Contact Us
News

Rockrose, Spitzer Unveil Plans for New Trophy

Placeholder

The former New York governor is part of a team developing the second-biggest, privately owned office building in DC in years.

Rockrose Development and Eliot Spitzer's family’s firm, Spitzer Enterprises, are jointly developing Alexander Court, an 800k SF trophy building in the CBD. It's a combination of 2000 L St NW that Rockrose owns and 2001 K St NW that Spitzer’s father bought for a then-record $404/SF in 2001. 2001 K St was built in 2000 and won’t need much exterior alteration, Rockrose president Justin Elghanayan told Bisnow. The only planned building bigger is the 875k SF Fannie Mae HQ Carr Properties is developing.
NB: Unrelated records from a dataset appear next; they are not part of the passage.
PR #828, opened 2017-04-24
Comic page

davidpmccormick:
Adding the comic article template. This is working on the assumption that in order to be live on Friday, we'll need to use WP 😞 .

## What does it look like?
screen shot 2017-04-24 at 19 05 31
screen shot 2017-04-24 at 19 04 59

## For interface components

- [ ] Tests?
- [ ] Docs?
- [ ] Spoken to the right people?


client/scss/components/_page_description.scss
```diff
@@ -12,6 +12,20 @@
...
+  @include font('WB7');
+
+  @include respond-to('medium') {
+    @include font('WB6');
+  }
+
+  @include respond-to('large') {
+    @include font('WB5');
+  }
+}
```
jamesgorrie: It does feel like we can abstract this type of font setting out, as we do it quite a lot...
Another PR perhaps.

server/data/series.js
```diff
@@ -19,6 +19,17 @@ export function getSeriesCommissionedLength(seriesUrl: string): ?number {
...
+    url: 'body-squabbles',
+    name: 'Body Squabbles',
+    items: List([
+      ({
+        contentType: 'comic',
+        headline: 'Demodicid Navigation',
+        url: ''
+      }: ArticleStub)
+    ])
+  }: Series),
```
jamesgorrie: Does this not have a `commissionedLength`?

davidpmccormick: No – it's [effitively infinite](https://github.com/wellcometrust/wellcomecollection.org/issues/663#issuecomment-296601431)

server/views/components/image/index.njk
```diff
@@ -9,4 +10,7 @@ data-srcset="
 {% if data.sizesQueries %}
   sizes="{{ data.sizesQueries }}"
 {% endif %}
-alt="{{ model.caption | striptags() if model.caption }}" />
+{% if model.description %}
+  data-description="{{ model.description }}"
+{% endif %}
+alt="{% if model.alt %} {{ model.alt | striptags() }}{% elif model.caption %} {{ model.caption | striptags() }}{% endif %}" />
```
jamesgorrie: I would say that description makes sense.
Caption is something that normally creates a relationship between the content that the image is in, and the image.

Description is something that is tightly coupled to the image that describes it despite it's context?

server/util/body-parser.js
```diff
@@ -341,7 +341,7 @@ function getImageFromWpNode(node) {
     node.attrs && getAttrVal(node.attrs, 'class') === 'wp-caption-text'
   );
   const alt = getAttrVal(img.attrs, 'alt');
-  const description = getAttrVal(img.attrs, 'data-image-description');
+  const copyright = getAttrVal(img.attrs, 'data-image-description');
```
jamesgorrie: Hmm. I do wonder if this is the best place for it.
There is a lot of images already in the lib with descriptions, and these will show up.

We could have something along the lines of `getCopyright` that does a check for specific data.

Or we talk to @jtweed's team and see where else we might store this info (but know that we need this soon).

Last night at Rasika West End, steps from where the development is taking place, the teams and brokerage firm Avison Young held a launch party for the building. We snapped Avison Young principal Will Stern, Rockrose director Ted Traum, Justin, Eliot, and Eli Barnes and Greg Tomasso, also principals at Avison Young who'll team with Will in leasing the building.

Placeholder

Justin had been looking for a way to do something special in the area since the early 2000s, and that began to become a reality in 2013 when Rockrose bought the 401k SF 2000 L St for $192M.

The plan: build four stories on top of the L street section, with 225k SF of vacancy they can price at trophy rates (at our State of Office event in September, JBG principal Paul Adkins said new, downtown space can go for $80/SF or more).

And although the skin of 2001 K St won't change, the interior will be combined seamlessly with 2000 L by Pelli Clark Pelli Architects thanks to a 12-story atrium where an alley now sits and a connected lobby. "It will really be one building," Will says.

Placeholder

The huge footprint means more space for a top-floor conference center, rooftop deck, expansive lobby (rendered above) with entrances on three sides, and a 7k SF fitness center. The existing eight floors will be re-skinned with a glass curtain and the renovations, already underway, will be complete in 2017.

The L Street building was designed “by a parking guy,” Justin says, which means the column spacing, 41-by-41 is trophy class despite the original building being a little older. At the launch party last night, the former governor joked, “I thought there weren’t any columns!” His point was clear: the building is fully tricked out.

Spitzer’s building is 95% occupied, Rockrose’s is 75% occupied, but soon after the renovation is complete, some existing leases will expire, and Avison Young’s team will be able to market those offices at trophy-level prices.